Normal Deviate: I’m so glad to have your update (I’ve placed it as a blogpost : https://errorstatistics.com/2013/12/28/wasserman-on-wasserman-update-december-28-2013/) I agree with everything you say, although I’d extend the point to any dimensional models. I’m commenting more on the current post, and hope others will bring forward their comments–be they on politics or statistics.

Say it ain’t so, Joe (uh, Larry)! I, for one, will definitely miss Wasserman’s blog, as I tend to align fairly closely with his views.

I don’t know about the whole left/right analogy as my own views in this regard have shifted lately (regrettably, I think that Bayesians may in fact be closer with the current “left”, but I wouldn’t align frequentists with the current “right”… Maybe more with true conservatives of old). Anyway, I have always thought that Bayesians would have to be more likely to believe in a god, or fate, or whatever.

Mark: Note, I’ve placed Wasserman’s update as a new blogpost.

Yes, the political left-right doesn’t really match the perspectives here, but I get your point about “true conservatives” (though I surprise myself). It’s an interesting thought that one might align Bayesians with “believers”, as this is often coupled with (philosophical) skepticism, positivism, operationism, constructive empiricism, and such. Maybe the cultural anthropologists have categories that fit (as they usually claim to).

“… they have an agenda…We have to be vigilant. And we have to be more than vigilant. We have to fight back… .”(Franken)

To pursue the analogy of Franken as frequentist, are you saying frequents have to be vigilant…have to fight back?

The machine learning people claim that they don’t believe in the data being generated by sampling from a distribution, i.e. a “population.” Yet, as you point out, they ask whether the model they fit does well on “new cases.” If their fitted model has any hope of doing well on the new cases, both the original data and the new cases have to come from the same population! At least in the sense of conditional distributions.

I do agree that the population is typically only conceptual. We can think of a medical study, for instance, as continuing into the infinite future, accumulating data on more and more patients as they enter the study. So I have no problem with the d and the second i in “iid.” The first i is rather tricky, though, unclear what it really means in practice.

And of COURSE the mainstream media has a liberal bias. I say that as a liberal myself. These are people who only talk to each other, and are doing well (or think they are) under the present government policies and thus think everyone else is too. They easily accept false platitudes that even a bright 10-year-old could see through. CNN is just as biased as Fox, and the New York Times has become a shadow of its former self in terms of fair, probing journalism.

Norm: so are youagreeing or disagreeing with the machine learners who deny data generating mechanisms? The “mechanism” or just “source” of data needn’t be “out there” it could be me or we who generate, and it also could be merely an instrument for prediction, as instrumentalists would say.

No, I am disagreeing with the machine learning people. If they want to think in terms of “mechanisms,” fine, but my point is that they then completely contradict themselves by claiming that their results extrapolate to new data.
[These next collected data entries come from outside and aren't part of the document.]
PR #844, opened 2024-06-30
Fix to set error for initial LE creation if errors are shown

iliajie:
This PR will set an error to be accessible and shown outside of `create_initial_letsencrypt_cert` sub.

### DIFF
--- a/virtual-server-lib-funcs.pl
+++ b/virtual-server-lib-funcs.pl
@@ -8556,8 +8556,10 @@ if ($valid) {
 				push(@estr, $e->{'desc'}." : ".
 					    &html_strip($e->{'error'}));
 				}
-			&$second_print(&text('letsencrypt_evalid',
-				&html_escape(join(", ", @estr))));
+			my $err = &html_escape(join(", ", @estr));
+			$virtual_server::create_initial_letsencrypt_cert::error =
+				$err;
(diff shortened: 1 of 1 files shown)


virtual-server-lib-funcs.pl
```diff
@@ -8556,8 +8556,10 @@ sub create_initial_letsencrypt_cert
 				push(@estr, $e->{'desc'}." : ".
 					    &html_strip($e->{'error'}));
 				}
-			&$second_print(&text('letsencrypt_evalid',
-				&html_escape(join(", ", @estr))));
+			my $err = &html_escape(join(", ", @estr));
+			$virtual_server::create_initial_letsencrypt_cert::error =
```
jcameron, line 8560: Don't use global variables like this to pass the error around - it's bad programming practice. Instead just have it returned from the `create_initial_letsencrypt_cert` function.

iliajie: I know. But It has to be returned by create domain function, which would involve more significant changes.

jcameron: Best to put it into a field in the domain hash then. Using global variables as a "secret" return value is never a good idea..

iliajie:
> Best to put it into a field in the domain hash then.

Agreed. Check this https://github.com/virtualmin/virtualmin-gpl/pull/847 PR instead!

PR #847, opened 2024-07-01
Fix to always store last LE error

iliajie:
Hey Jamie!

This PR suppresses #844 and always stores the LE error in the domain config file, making it accessible at all times on the **SSL Certificate** page to avoid obscurity.

To be clear, even though we save these errors, they are not displayed in the UI upon creation time unless enabled in the Virtualmin configuration page explicitly.

### DIFF
--- a/virtual-server-lib-funcs.pl
+++ b/virtual-server-lib-funcs.pl
@@ -20474,7 +20474,10 @@ $succ = 2 if ($rs->{'ssl_same'});
 my $elelast;
 if ($config{'err_letsencrypt'}) {
 	$elelast = $rs->{'letsencrypt_last_err'};
-	$elelast =~ s/\t/\n/g, $elelast = " : $elelast" if ($elelast);
+	if ($elelast) {
+		$elelast =~ s/\t/\n/g;
+		$elelast = " : $elelast";
+		}
 	}
 my $succ_msg = $succ ? 
 	&text($succ == 2 ? 'check_defhost_sharedsucc' : 'check_defhost_succ', $system_host_name) :
--- a/virtual-server-lib-funcs.pl
+++ b/virtual-server-lib-funcs.pl
@@ -8550,14 +8550,18 @@ if ($valid) {
 		}
 	my @errs = &validate_letsencrypt_config($d, $vcheck);
 	if (@errs) {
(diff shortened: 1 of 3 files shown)


virtual-server-lib-funcs.pl
```diff
@@ -20458,9 +20471,14 @@ sub setup_virtualmin_default_hostname_ssl
 my $succ = $rs->{'letsencrypt_last'} ? 1 : 0;
 # Perhaps shared SSL certificate was installed, trust it
 $succ = 2 if ($rs->{'ssl_same'});
+my $elelast;
+if ($config{'err_letsencrypt'}) {
+	$elelast = $rs->{'letsencrypt_last_err'};
+	$elelast =~ s/\t/\n/g, $elelast = " : $elelast" if ($elelast);
```
jcameron, line 20477: This line is confusing, please split it up

iliajie: Fixed.

virtual-server-lib-funcs.pl
```diff
@@ -20458,9 +20471,17 @@ sub setup_virtualmin_default_hostname_ssl
 my $succ = $rs->{'letsencrypt_last'} ? 1 : 0;
 # Perhaps shared SSL certificate was installed, trust it
 $succ = 2 if ($rs->{'ssl_same'});
+my $elelast;
+if ($config{'err_letsencrypt'}) {
```
jcameron, line 20475: What does this config option do, and where is it defined? Would we ever not want to show the LE error?

iliajie: > What does this config option do, and where is it defined?

It's defined on the **Virtualmin Configuration → SSL Settings** page.

> Would we ever not want to show the LE error?

Some time ago, we decided not to show irritating Let's Encrypt errors during the initial domain creation time to improve the user experience.

jcameron: Ah ok .. is it on or off by default?  If it's off by default, it seems likely users will never enable this before the default domain is created.

iliajie: Well, yes, but at least there will be a clearer way to debug it!

PR #279, opened 2020-10-12
Add `mephisto review --json` flag. Default reading in is csv

pringshia:
Adding a `--json` flag will parse the input stream as a list of newline separated json objects. The default option is `--csv`.

---

Sample usage:

**data.json**
```
{"value": 1}
{"value": 2}
{"value": 3}
{"value": 4}
```

```cat data.json | mephisto review my-review-ui/ --json --stdout```


JackUrb (approved):
lgtm

PR #283, opened 2020-10-21
Swapping order of operator abstraction initialization

JackUrb:
As other elements of setup (the Architect primarly) may rely on options set by a blueprint, it's important that we initialize the blueprint before the other abstractions.

This was surfaced in a strange internal case where we couldn't launch a server without the task details, but realistically this ordering should be more correct overall.


pringshia (approved):
Makes sense to me 👍

PR #286, opened 2020-10-21
Javascript Dependency update script

JackUrb:
Creates a simple bash script that automatically goes through every folder with a `package.json`, runs `npm install; npm audit fix; yarn install` to generate new lock files with safe versions, then removes the excess `package-lock.json` and `yarn.lock` files that weren't there to begin with.

Not quite dependabot with updated lists of how likely these changes are to be breaking, but it at least works :).


pringshia:
love love love this! #betterengineering!

pringshia (approved):

pringshia:
Merging in because the alert is annoying lol

PR #288, opened 2020-10-22
Add an index docs guide

pringshia:
Adds an index README to the docs page as a helpful jumping off point to some of the other docs we have.


JackUrb (approved):
Seems like a good start to me!

PR #289, opened 2020-10-22
Cleanup script for MTurk

JackUrb:
Adds a simple script for being able to clean up HITs from MTurk by checking the available requesters, being able to see what HITs are available to remove, and then removing them.

# Testing

```
>>>> python cleanup.py
You have the following requesters available for mturk and mturk sandbox:
['XXXXXXXXX', 'XXXXXXXXX_sandbox']
Enter the name of the requester to clear HITs from: 
>> XXXXXXXXX
The requester XXXXXXXXX has 6 outstanding HIT types, with 0 suspected active or broken HITs.
This may include tasks that are still in-flight, but also tasks that have already expired but have not been disposed of yet.
Would you like to cleanup by (t)itle, or just clean up (a)ll? 
>> t
HIT TITLE: ----------------------removed--------------
HIT COUNT: 114
Should we cleanup this hit type? (y)es for yes, anything else for no: 
>> y
HIT TITLE: ----------------------removed--------------
HIT COUNT: 118
Should we cleanup this hit type? (y)es for yes, anything else for no: 
>> y
HIT TITLE: ----------------------removed--------------
HIT COUNT: 110
Should we cleanup this hit type? (y)es for yes, anything else for no: 
>> y
HIT TITLE: ----------------------removed--------------
HIT COUNT: 30
Should we cleanup this hit type? (y)es for yes, anything else for no: 
>> y
HIT TITLE: ----------------------removed--------------
HIT COUNT: 104
Should we cleanup this hit type? (y)es for yes, anything else for no: 
>> y
HIT TITLE: Which Conversational Partner is Better?
HIT COUNT: 40
Should we cleanup this hit type? (y)es for yes, anything else for no: 
>> y
Disposing 516 HITs.
Disposed!



>>>> python cleanup.py
You have the following requesters available for mturk and mturk sandbox:
['XXXXXXX', 'XXXXXXX_sandbox']
Enter the name of the requester to clear HITs from:
>> XXXXXXX_sandbox
The requester XXXXXXX_sandbox has 13 outstanding HIT types, with 209 suspected active or broken HITs.
This may include tasks that are still in-flight, but also tasks that have already expired but have not been disposed of yet.
Would you like to cleanup by (t)itle, or just clean up (a)ll?
>> a
Disposing 215 HITs.
After disposing, 209 could not be disposed.
These may not have been reviewed yet, or are being actively worked on.
They have been expired though, so please try to dispose later.
```

### DIFF
--- a/mephisto/scripts/mturk/cleanup.py
+++ b/mephisto/scripts/mturk/cleanup.py
@@ -1,0 +1,89 @@
+#!/usr/bin/env python3
+
+# Copyright (c) Facebook, Inc. and its affiliates.
+# This source code is licensed under the MIT license found in the
+# LICENSE file in the root directory of this source tree.
+
+"""
+Utility script that finds, expires, and disposes HITs that may not
+have been taking down during a run that exited improperly.
+"""
+from mephisto.providers.mturk.mturk_utils import (
+    get_outstanding_hits,
+    expire_and_dispose_hits,
+)
+from mephisto.core.local_database import LocalMephistoDB
+
+db = LocalMephistoDB()
+
+all_requesters = db.find_requesters(provider_type="mturk")
+all_requesters += db.find_requesters(provider_type="mturk_sandbox")
+
+print("You have the following requesters available for mturk and mturk sandbox:\n>> ")
+r_names = [r.requester_name for r in all_requesters]
+print(sorted(r_names))
+
+use_name = input("Enter the name of the requester to clear HITs from: ")
+while use_name not in r_names:
+    use_name = input(
+        f"Sorry, {use_name} is not in the requester list. "
+        f"The following are valid: {r_names}\n"
+        f"Select one:\n>> "
+    )
+
+requester = db.find_requesters(requester_name=use_name)[0]
+client = requester._get_client(requester._requester_name)
+
+outstanding_hit_types = get_outstanding_hits(client)
+num_hit_types = len(outstanding_hit_types.keys())
+sum_hits = sum([len(outstanding_hit_types[x]) for x in outstanding_hit_types.keys()])
+
+all_hits = []
+for hit_type in outstanding_hit_types.keys():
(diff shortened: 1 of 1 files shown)


bottler:
This is very useful. 

I observed it's very easy to hit rate limits on mturk when trying to clear up dozens/hundreds of hits. In my code I sleep a second between each delete, which works but might be overkill.

mephisto/scripts/mturk/cleanup.py
```diff
@@ -0,0 +1,89 @@
...
+use_name = input("Enter the name of the requester to clear HITs from:\n>> ")
+while use_name not in r_names:
+    use_name = input(
+        f"Sorry, {use_name} is not in the requester list. "
+        f"The following are valid: {r_names}\n"
+        f"Select one:\n>> "
+    )
+
+requester = db.find_requesters(requester_name=use_name)[0]
+client = requester._get_client(requester._requester_name)
```
pringshia, line 35: just curious, what does the the `_` at the start of `_get_client` signify? does this signify a private method?

pringshia (approved):
Looks like Christmas came early this year... Appreciate all these usability enhancement PRs. Looks good to me.

I wonder if I should add something to the `mephisto` CLI command that can be used to run script files from this directory, similar to how `npm` can run scripts defined in `package.json`. So then someone could just do `mephisto run cleanup` from anywhere in the project structure.

mephisto/scripts/mturk/cleanup.py
JackUrb: Yeah, `_get_client` really shouldn't be being used directly in user code, as it hits on the low-level API.

JackUrb:
Agreed that it would be reasonable to start mapping from the CLI to some of the scripts present here, though I'd still prefer they have the given subdivisions (like `mephisto run mturk cleanup` or `mephisto run mturk/cleanup`).

PR #290, opened 2020-10-23
Unit expiration timer with tqdm

JackUrb:
Generally the shutdown experience needs some work, and one big component of that is feedback. This PR adds in `tqdm` so that users can see the expirations occurring after they have shut the system down, possibly preventing them from repeatedly exiting.

# Testing
Ran a job with 20 tasks on sandbox, then expired:
```
[2020-10-23 13:06:51,715][mephisto.core.operator][INFO] - expiring units
100%|████████████████████████████████████████████████████████████████████████████████████████████████████████████████████| 20/20 [00:07<00:00,  2.51it/s]
```

### DIFF
--- a/mephisto/core/task_launcher.py
+++ b/mephisto/core/task_launcher.py
@@ -18,6 +18,7 @@ from mephisto.data_model.assignment import (
 )
 
 from typing import Dict, Optional, List, Any, TYPE_CHECKING, Iterator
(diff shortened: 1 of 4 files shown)


pringshia:
Awesome usability enhancement, and love how simple it was to add in.

pringshia (approved):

Ditto for their comments about overfitting etc.

Norm: I take it they want to say they can predict any number of things, e.g., whether you’ll buy book X, like a person on a dating site, based on lots of correlations without a clue, or with limited clues, as to causes, and without understanding why. Of course, without even minimal understanding, things can easily go wrong. But I’m interested to hear you’re not a fan of the machine learning-black box way of thinking. You don’t think it “works” for various cases? I distinguish it from scientific understanding, but I don’t rule out a mixture.